#### Dataset content
PR #570, opened 2024-04-08
bug: skip requirement comparison for pip reqs that is not a package

khorshuheng:
# Description

While the SDK is processing the conda env, and additional merlin dependencies are required, such as merlin-pyfunc-server, the SDK will check the existing conda env to verify if the dependency is already present. If not, the additional requirement will be appended as part of the dependencies.

Unfortunately, this workflow assuems that every line under the `pip` configurations is a python package, which is not necessarily the case. For example, the user might specify trusted host or repository under the pip section.

# Modifications

Skip comparing pip requirements that is not a package while attempting to check if extra merlin dependencies are present in the conda.yaml file.

# Tests

# Checklist
- [ ] Added PR label
- [ ] Tested locally
- [ ] Updated documentation

# Release Notes

```release-note

```

### DIFF
--- a/python/sdk/merlin/requirements.py
+++ b/python/sdk/merlin/requirements.py
@@ -5,7 +5,7 @@ from pathlib import Path
 from typing import Any, List, Optional
 
 import yaml
-from packaging.requirements import Requirement
+from packaging.requirements import Requirement, InvalidRequirement
 
 _CONSTRAINTS_FILE_NAME = "constraints.txt"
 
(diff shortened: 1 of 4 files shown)


deadlycoconuts (approved):
Thanks for the quick fix! Just a tiny request, but could you include this new test case in the unit test examples [here](https://github.com/caraml-dev/merlin/tree/main/python/sdk/test/requirements)? You'll also need to add test case in the test params [here](https://github.com/caraml-dev/merlin/blob/main/python/sdk/test/requirements_test.py#L154). Thanks! 🙏

python/sdk/merlin/requirements.py
```diff
@@ -51,11 +51,16 @@ def process_conda_env(
...
-                    break
+                # Skip requirement comparison for pip reqs that is not a package, which can happen if the user specifies
+                # repository or trusted host as part of the pip file
+                try:
+                    pip_req_obj = Requirement(pip_req)
+                    additional_merlin_req_obj = Requirement(additional_merlin_req)
+                    if pip_req_obj.name.lower() == additional_merlin_req_obj.name.lower():
+                        exist = True
+                        break
+                except InvalidRequirement:
```
leonlnj, line 62: instead of doing a try-catch, would it be better to check and skip for entry starting with `--` (remove whitespace leading first)?

this will allow true invalid requirements to slip pass and defeat the purpose of any checking

leonlnj (approved):
thanks!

#### Assignment
When a line of the data holds the string "host", pick it out and copy it.

#### Exercise solution
Unfortunately, this workflow assuems that every line under the `pip` configurations is a python package, which is not necessarily the case. For example, the user might specify trusted host or repository under the pip section.
+                # repository or trusted host as part of the pip file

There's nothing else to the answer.